### WHAT THIS TASK INVOLVES
The records below must be reproduced in full and without error.

### SOURCE INFORMATION
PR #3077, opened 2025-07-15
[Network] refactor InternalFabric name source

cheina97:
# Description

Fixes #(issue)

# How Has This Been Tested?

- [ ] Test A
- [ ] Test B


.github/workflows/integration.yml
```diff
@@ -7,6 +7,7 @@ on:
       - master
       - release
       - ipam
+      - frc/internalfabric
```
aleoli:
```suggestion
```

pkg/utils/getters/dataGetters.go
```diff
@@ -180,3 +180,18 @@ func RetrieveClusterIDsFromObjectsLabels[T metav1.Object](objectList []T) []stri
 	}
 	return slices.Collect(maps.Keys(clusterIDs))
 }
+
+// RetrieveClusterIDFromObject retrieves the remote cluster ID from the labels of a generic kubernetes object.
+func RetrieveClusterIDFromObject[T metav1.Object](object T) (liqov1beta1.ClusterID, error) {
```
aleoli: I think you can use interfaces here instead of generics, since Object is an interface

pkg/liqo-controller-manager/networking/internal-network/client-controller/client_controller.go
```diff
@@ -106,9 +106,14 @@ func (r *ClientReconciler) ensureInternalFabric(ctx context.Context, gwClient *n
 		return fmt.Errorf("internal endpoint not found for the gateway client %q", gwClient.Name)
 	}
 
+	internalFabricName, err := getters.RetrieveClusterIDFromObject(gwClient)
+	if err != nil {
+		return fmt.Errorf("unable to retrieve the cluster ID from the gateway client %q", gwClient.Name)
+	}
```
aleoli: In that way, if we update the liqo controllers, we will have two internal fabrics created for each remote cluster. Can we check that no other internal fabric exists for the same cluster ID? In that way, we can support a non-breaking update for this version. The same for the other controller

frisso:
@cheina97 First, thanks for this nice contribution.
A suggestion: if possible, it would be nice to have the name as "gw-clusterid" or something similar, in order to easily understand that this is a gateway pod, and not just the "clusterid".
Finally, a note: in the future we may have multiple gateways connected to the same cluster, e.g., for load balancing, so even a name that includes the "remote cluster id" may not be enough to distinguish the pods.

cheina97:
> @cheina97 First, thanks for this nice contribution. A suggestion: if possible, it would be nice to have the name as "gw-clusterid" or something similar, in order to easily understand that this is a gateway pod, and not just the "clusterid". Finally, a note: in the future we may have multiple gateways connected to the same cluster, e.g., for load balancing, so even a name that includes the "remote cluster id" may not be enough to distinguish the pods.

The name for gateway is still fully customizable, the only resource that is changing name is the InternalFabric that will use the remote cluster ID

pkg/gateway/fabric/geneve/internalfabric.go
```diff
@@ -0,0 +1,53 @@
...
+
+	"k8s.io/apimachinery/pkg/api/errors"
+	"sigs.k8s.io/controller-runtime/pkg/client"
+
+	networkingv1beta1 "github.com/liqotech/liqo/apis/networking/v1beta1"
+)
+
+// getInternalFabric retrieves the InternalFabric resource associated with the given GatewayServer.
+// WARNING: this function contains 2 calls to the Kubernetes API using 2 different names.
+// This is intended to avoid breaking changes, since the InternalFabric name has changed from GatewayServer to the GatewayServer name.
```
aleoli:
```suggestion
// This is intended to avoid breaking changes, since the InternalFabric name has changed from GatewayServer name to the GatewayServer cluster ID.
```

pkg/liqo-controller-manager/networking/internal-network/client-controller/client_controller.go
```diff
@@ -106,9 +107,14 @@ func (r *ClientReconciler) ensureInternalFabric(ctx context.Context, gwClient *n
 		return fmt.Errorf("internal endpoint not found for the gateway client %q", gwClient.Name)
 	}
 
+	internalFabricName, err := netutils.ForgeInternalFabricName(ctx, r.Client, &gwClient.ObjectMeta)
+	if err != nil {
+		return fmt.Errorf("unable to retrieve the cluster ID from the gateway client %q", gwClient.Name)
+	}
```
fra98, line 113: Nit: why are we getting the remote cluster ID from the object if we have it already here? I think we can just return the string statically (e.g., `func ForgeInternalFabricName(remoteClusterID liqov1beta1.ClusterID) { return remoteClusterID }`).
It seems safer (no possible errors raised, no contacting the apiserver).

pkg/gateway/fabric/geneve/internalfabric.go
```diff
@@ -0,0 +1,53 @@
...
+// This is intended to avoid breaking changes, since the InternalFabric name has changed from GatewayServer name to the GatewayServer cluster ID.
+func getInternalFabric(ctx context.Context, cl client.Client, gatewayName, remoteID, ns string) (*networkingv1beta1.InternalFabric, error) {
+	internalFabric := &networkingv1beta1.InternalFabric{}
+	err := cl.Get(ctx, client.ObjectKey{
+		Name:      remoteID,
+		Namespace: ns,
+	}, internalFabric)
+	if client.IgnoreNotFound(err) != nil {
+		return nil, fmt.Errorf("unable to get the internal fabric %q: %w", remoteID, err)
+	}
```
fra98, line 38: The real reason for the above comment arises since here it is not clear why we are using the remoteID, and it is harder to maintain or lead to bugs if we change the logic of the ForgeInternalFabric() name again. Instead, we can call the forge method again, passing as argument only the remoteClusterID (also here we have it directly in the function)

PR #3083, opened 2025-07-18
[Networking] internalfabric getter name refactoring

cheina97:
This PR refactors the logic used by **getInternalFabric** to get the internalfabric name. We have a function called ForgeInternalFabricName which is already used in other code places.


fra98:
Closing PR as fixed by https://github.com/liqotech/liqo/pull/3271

### TASK OUTPUT
PR #3077, opened 2025-07-15
[Network] refactor InternalFabric name source

cheina97:
# Description

Fixes #(issue)

# How Has This Been Tested?

- [ ] Test A
- [ ] Test B


.github/workflows/integration.yml
```diff
@@ -7,6 +7,7 @@ on:
       - master
       - release
       - ipam
+      - frc/internalfabric
```
aleoli:
```suggestion
```

pkg/utils/getters/dataGetters.go
```diff
@@ -180,3 +180,18 @@ func RetrieveClusterIDsFromObjectsLabels[T metav1.Object](objectList []T) []stri
 	}
 	return slices.Collect(maps.Keys(clusterIDs))
 }
+
+// RetrieveClusterIDFromObject retrieves the remote cluster ID from the labels of a generic kubernetes object.
+func RetrieveClusterIDFromObject[T metav1.Object](object T) (liqov1beta1.ClusterID, error) {
```
aleoli: I think you can use interfaces here instead of generics, since Object is an interface

pkg/liqo-controller-manager/networking/internal-network/client-controller/client_controller.go
```diff
@@ -106,9 +106,14 @@ func (r *ClientReconciler) ensureInternalFabric(ctx context.Context, gwClient *n
 		return fmt.Errorf("internal endpoint not found for the gateway client %q", gwClient.Name)
 	}
 
+	internalFabricName, err := getters.RetrieveClusterIDFromObject(gwClient)
+	if err != nil {
+		return fmt.Errorf("unable to retrieve the cluster ID from the gateway client %q", gwClient.Name)
+	}
```
aleoli: In that way, if we update the liqo controllers, we will have two internal fabrics created for each remote cluster. Can we check that no other internal fabric exists for the same cluster ID? In that way, we can support a non-breaking update for this version. The same for the other controller

frisso:
@cheina97 First, thanks for this nice contribution.
A suggestion: if possible, it would be nice to have the name as "gw-clusterid" or something similar, in order to easily understand that this is a gateway pod, and not just the "clusterid".
Finally, a note: in the future we may have multiple gateways connected to the same cluster, e.g., for load balancing, so even a name that includes the "remote cluster id" may not be enough to distinguish the pods.

cheina97:
> @cheina97 First, thanks for this nice contribution. A suggestion: if possible, it would be nice to have the name as "gw-clusterid" or something similar, in order to easily understand that this is a gateway pod, and not just the "clusterid". Finally, a note: in the future we may have multiple gateways connected to the same cluster, e.g., for load balancing, so even a name that includes the "remote cluster id" may not be enough to distinguish the pods.

The name for gateway is still fully customizable, the only resource that is changing name is the InternalFabric that will use the remote cluster ID

pkg/gateway/fabric/geneve/internalfabric.go
```diff
@@ -0,0 +1,53 @@
...
+
+	"k8s.io/apimachinery/pkg/api/errors"
+	"sigs.k8s.io/controller-runtime/pkg/client"
+
+	networkingv1beta1 "github.com/liqotech/liqo/apis/networking/v1beta1"
+)
+
+// getInternalFabric retrieves the InternalFabric resource associated with the given GatewayServer.
+// WARNING: this function contains 2 calls to the Kubernetes API using 2 different names.
+// This is intended to avoid breaking changes, since the InternalFabric name has changed from GatewayServer to the GatewayServer name.
```
aleoli:
```suggestion
// This is intended to avoid breaking changes, since the InternalFabric name has changed from GatewayServer name to the GatewayServer cluster ID.
```

pkg/liqo-controller-manager/networking/internal-network/client-controller/client_controller.go
```diff
@@ -106,9 +107,14 @@ func (r *ClientReconciler) ensureInternalFabric(ctx context.Context, gwClient *n
 		return fmt.Errorf("internal endpoint not found for the gateway client %q", gwClient.Name)
 	}
 
+	internalFabricName, err := netutils.ForgeInternalFabricName(ctx, r.Client, &gwClient.ObjectMeta)
+	if err != nil {
+		return fmt.Errorf("unable to retrieve the cluster ID from the gateway client %q", gwClient.Name)
+	}
```
fra98, line 113: Nit: why are we getting the remote cluster ID from the object if we have it already here? I think we can just return the string statically (e.g., `func ForgeInternalFabricName(remoteClusterID liqov1beta1.ClusterID) { return remoteClusterID }`).
It seems safer (no possible errors raised, no contacting the apiserver).

pkg/gateway/fabric/geneve/internalfabric.go
```diff
@@ -0,0 +1,53 @@
...
+// This is intended to avoid breaking changes, since the InternalFabric name has changed from GatewayServer name to the GatewayServer cluster ID.
+func getInternalFabric(ctx context.Context, cl client.Client, gatewayName, remoteID, ns string) (*networkingv1beta1.InternalFabric, error) {
+	internalFabric := &networkingv1beta1.InternalFabric{}
+	err := cl.Get(ctx, client.ObjectKey{
+		Name:      remoteID,
+		Namespace: ns,
+	}, internalFabric)
+	if client.IgnoreNotFound(err) != nil {
+		return nil, fmt.Errorf("unable to get the internal fabric %q: %w", remoteID, err)
+	}
```
fra98, line 38: The real reason for the above comment arises since here it is not clear why we are using the remoteID, and it is harder to maintain or lead to bugs if we change the logic of the ForgeInternalFabric() name again. Instead, we can call the forge method again, passing as argument only the remoteClusterID (also here we have it directly in the function)

PR #3083, opened 2025-07-18
[Networking] internalfabric getter name refactoring

cheina97:
This PR refactors the logic used by **getInternalFabric** to get the internalfabric name. We have a function called ForgeInternalFabricName which is already used in other code places.


fra98:
Closing PR as fixed by https://github.com/liqotech/liqo/pull/3271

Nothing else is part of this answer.